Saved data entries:
PR #320, opened 2021-07-26
Adds user defined inputs to set_problem_tags

paroomk:
These changes make it possible to have user defined inputs (example: a Tensorflow model) for tagging.

### DIFF
--- a/Source/Tagging.H
+++ b/Source/Tagging.H
@@ -3,6 +3,7 @@
 
 #include <AMReX_FArrayBox.H>
 #include <AMReX_TagBox.H>
+#include "prob_parm.H"
 
 struct TaggingParm
 {
@@ -140,7 +141,8 @@ struct EmptyProbTagStruct
     const amrex::GpuArray<amrex::Real, AMREX_SPACEDIM> /*dx*/,
     const amrex::GpuArray<amrex::Real, AMREX_SPACEDIM> /*prob_lo*/,
     const amrex::Real /*time*/,
-    const int /*level*/) noexcept
+    const int /*level*/,
+    ProbParmDevice const& d_prob_parm_device) noexcept
   {
   }
 };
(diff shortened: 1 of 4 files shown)


Source/Tagging.H
```diff
@@ -140,7 +141,8 @@ struct EmptyProbTagStruct
     const amrex::GpuArray<amrex::Real, AMREX_SPACEDIM> /*dx*/,
     const amrex::GpuArray<amrex::Real, AMREX_SPACEDIM> /*prob_lo*/,
     const amrex::Real /*time*/,
-    const int /*level*/) noexcept
+    const int /*level*/,
+    ProbParmDevice const& d_prob_parm_device) noexcept
```
marchdf: can you just add `/* ... */` around `d_prob_parm_device`? Here and in the two other prob.H files edited.

marchdf (changes requested):

Source/Tagging.H
drummerdoc: @marchdf et al, what do you think about adding the generic tagging routines into PeleC that allow configuring a bunch of them in the inputs at runtime (rather than compile time), as done in PeleLM?  (search for ``amr.refinement_indicators`` in the Exec/RegTests folder for example usage)

marchdf: would be very neat to add that too!

baperry2: I do think it would be ideal to at least have the same syntax for setting runtime refinement criteria between the two codes. PeleLM's is definitely more elegant and flexible. But the existing PeleC approach does seem to enable all types of refinement that actually get used, so it seems fine for now.

In any event, the target of this pull request is somewhat separate from that discussion.

marchdf: Absolutely.

drummerdoc: @baperry2 Yes, it is separate.

baperry2 (approved):
Looks good, thanks Parvathi.

marchdf (approved):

ACTIVITY: Copy the entries exactly, leaving no line out.

PROBLEM SOLUTION:
PR #320, opened 2021-07-26
Adds user defined inputs to set_problem_tags

paroomk:
These changes make it possible to have user defined inputs (example: a Tensorflow model) for tagging.

### DIFF
--- a/Source/Tagging.H
+++ b/Source/Tagging.H
@@ -3,6 +3,7 @@
 
 #include <AMReX_FArrayBox.H>
 #include <AMReX_TagBox.H>
+#include "prob_parm.H"
 
 struct TaggingParm
 {
@@ -140,7 +141,8 @@ struct EmptyProbTagStruct
     const amrex::GpuArray<amrex::Real, AMREX_SPACEDIM> /*dx*/,
     const amrex::GpuArray<amrex::Real, AMREX_SPACEDIM> /*prob_lo*/,
     const amrex::Real /*time*/,
-    const int /*level*/) noexcept
+    const int /*level*/,
+    ProbParmDevice const& d_prob_parm_device) noexcept
   {
   }
 };
(diff shortened: 1 of 4 files shown)


Source/Tagging.H
```diff
@@ -140,7 +141,8 @@ struct EmptyProbTagStruct
     const amrex::GpuArray<amrex::Real, AMREX_SPACEDIM> /*dx*/,
     const amrex::GpuArray<amrex::Real, AMREX_SPACEDIM> /*prob_lo*/,
     const amrex::Real /*time*/,
-    const int /*level*/) noexcept
+    const int /*level*/,
+    ProbParmDevice const& d_prob_parm_device) noexcept
```
marchdf: can you just add `/* ... */` around `d_prob_parm_device`? Here and in the two other prob.H files edited.

marchdf (changes requested):

Source/Tagging.H
drummerdoc: @marchdf et al, what do you think about adding the generic tagging routines into PeleC that allow configuring a bunch of them in the inputs at runtime (rather than compile time), as done in PeleLM?  (search for ``amr.refinement_indicators`` in the Exec/RegTests folder for example usage)

marchdf: would be very neat to add that too!

baperry2: I do think it would be ideal to at least have the same syntax for setting runtime refinement criteria between the two codes. PeleLM's is definitely more elegant and flexible. But the existing PeleC approach does seem to enable all types of refinement that actually get used, so it seems fine for now.

In any event, the target of this pull request is somewhat separate from that discussion.

marchdf: Absolutely.

drummerdoc: @baperry2 Yes, it is separate.

baperry2 (approved):
Looks good, thanks Parvathi.

marchdf (approved):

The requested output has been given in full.